Supported Data Sources

ConnectorDescription
file_uploadUpload PDFs, DOCX, TXT, Markdown, HTML, and other files directly
s3Connect an Amazon S3 bucket with prefix filtering
gcsConnect a Google Cloud Storage bucket
web_crawlCrawl a website starting from a URL with configurable depth
confluenceSync pages from Atlassian Confluence spaces
notionSync pages from a Notion workspace
google_driveSync files from Google Drive folders

See Connectors for detailed configuration for each connector type.

Quick Example

1. Create a Knowledge Base

from tensoras import Tensoras
 
client = Tensoras(api_key="tns_your_key_here")
 
kb = client.knowledge_bases.create(
    name="Product Docs",
    description="Internal product documentation",
    embedding_model="bge-large-en-v1.5",
    chunking_strategy={
        "type": "semantic",
    },
)
 
print(kb.id)  # "kb_abc123"

2. Add a Data Source

data_source = client.knowledge_bases.data_sources.create(
    knowledge_base_id=kb.id,
    type="file_upload",
    file_ids=["file_xyz789"],  # uploaded via the Files API
)

3. Query with RAG

Once ingestion completes, pass the knowledge base ID in your chat completions request:

response = client.chat.completions.create(
    model="llama-3.3-70b",
    messages=[
        {"role": "user", "content": "How do I configure SSO for my organization?"},
    ],
    knowledge_bases=["kb_abc123"],
)
 
print(response.choices[0].message.content)
 
# Access citations
for citation in response.citations:
    print(f"Source: {citation.source}")
    print(f"Text: {citation.text}")
    print(f"Score: {citation.score}")
    print()

Node.js

import Tensoras from "tensoras";
 
const client = new Tensoras({ apiKey: "tns_your_key_here" });
 
const response = await client.chat.completions.create({
  model: "llama-3.3-70b",
  messages: [
    { role: "user", content: "How do I configure SSO for my organization?" },
  ],
  knowledgeBases: ["kb_abc123"],
});
 
console.log(response.choices[0].message.content);
 
// Access citations
for (const citation of response.citations) {
  console.log(`Source: ${citation.source}`);
  console.log(`Text: ${citation.text}`);
  console.log(`Score: ${citation.score}`);
}

Citations

When you query with knowledge_bases, the response includes a citations array. Each citation identifies the source document, the relevant text chunk, and a relevance score. This lets you show users exactly where the information came from. See Citations for details.

Configuration Options

Tensoras gives you control over the key components of the RAG pipeline:

  • Chunking strategy — choose semantic, fixed-size, recursive, or hierarchical chunking. See Chunking Strategies.
  • Search type — hybrid (default), vector-only, or keyword-only. See Hybrid Search.
  • Reranking — optional second-pass reranking for improved relevance. See Hybrid Search.
  • Connectors — configure sync schedules and incremental updates for each data source. See Connectors.

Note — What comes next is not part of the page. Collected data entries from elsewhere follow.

PR #3747, opened 2024-02-01
Improve Stats API upgrade required error message

RobertJoonas:
### Changes

We recently fixed a bug and took away Stats API (and other features) access from users without a trial or an active subscription. Before we made that change, users might have been using API keys of admin accounts that didn't have an active subscription. Now that we've finally blocked the access, those API keys do not have access anymore, and the current error message is pretty intimidating -

> Stats API is part of the Plausible Business plan. To get access to this feature, please upgrade your account.

Upgrading the owner account will not fix the issue if you keep using the admin key. This PR is a quick fix to improve the communication and tell users about the real problem.

### Tests

### Changelog

### Documentation

### Dark mode

### DIFF
--- a/lib/plausible_web/plugs/authorize_stats_api.ex
+++ b/lib/plausible_web/plugs/authorize_stats_api.ex
@@ -45,7 +45,7 @@ defmodule PlausibleWeb.AuthorizeStatsApiPlug do
       {:error, :upgrade_required} ->
         H.payment_required(
           conn,
-          "#{Plausible.Billing.Feature.StatsAPI.display_name()} is part of the Plausible Business plan. To get access to this feature, please upgrade your account."
+          "The account that owns this API key does not have access to Stats API. Please make sure you're using the API key of a subscriber account and that the subscription plan includes Stats API"
         )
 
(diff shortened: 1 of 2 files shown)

Agentic RAG with the Responses API

For more complex retrieval workflows, use the Responses API. It runs a multi-turn agentic loop where the model decides when and how to search your Knowledge Bases, can issue multiple searches, and produces a final answer — all in a single request.

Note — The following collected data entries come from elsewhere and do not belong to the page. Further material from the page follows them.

PR #3763, opened 2024-02-07
Include metrics for Plugins API router

aerosol:
It's a separate one, so PromEx must know about it.


aerosol:
welp https://github.com/akoutmos/prom_ex/issues/224

PR #3767, opened 2024-02-08
Merge `Plugins.API.Router` into main one

aerosol:
In order to get grafana metrics reported
See: https://github.com/akoutmos/prom_ex/issues/224


macobo (approved):

lib/plausible_web/views/error_view.ex
```diff
@@ -2,7 +2,7 @@ defmodule PlausibleWeb.ErrorView do
   use Plausible
   use PlausibleWeb, :view
 
-  def render("500.json", %{conn: %{private: %{PlausibleWeb.Plugins.API.Router => _}}}) do
+  def render("500.json", %{conn: %{assigns: %{plugins_api: true}}}) do
```
zoldar, line 5: This change will skip rendering this clause of "500.json" for /spec/* endpoints. Is that intentional?

zoldar (approved):

PR #3772, opened 2024-02-09
Add migration for minmax indexes on session timestamps

macobo:
### Changes

Related: https://github.com/plausible/analytics/pull/3770

This PR adds a minmax index for sessions_v2.timestamp column. This will make it cheaper to calculate queries like `SELECT * FROM sessions_v2 WHERE start >= ? and timestamp < ?` as clickhouse will know what parts of the data it can skip.

Operationally not sure how we can run these migrations - dear reviewer if you do know, ping me and let's run/document together!

### DIFF
--- a/lib/plausible/migration_utils.ex
+++ b/lib/plausible/migration_utils.ex
@@ -1,0 +1,12 @@
+defmodule Plausible.MigrationUtils do
+  @moduledoc """
+  Base module for to use in Clickhouse migrations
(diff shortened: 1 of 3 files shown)


ukutaht (approved):

macobo:
Found the docs: https://kb.plausible.io/engineering/deployments/migrations :raised_hands:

response = client.responses.create(
    model="llama-3.3-70b",
    input="Compare our Q3 and Q4 revenue numbers.",
    instructions="Answer based only on the provided documents.",
    tools=[{
        "type": "file_search",
        "file_search": {
            "knowledge_base_ids": ["kb_finance_2024"],
            "max_results": 10,
            "rerank": True,
        },
    }],
    max_turns=5,
)

This is the recommended approach for agentic workflows that combine LLM reasoning with knowledge base retrieval.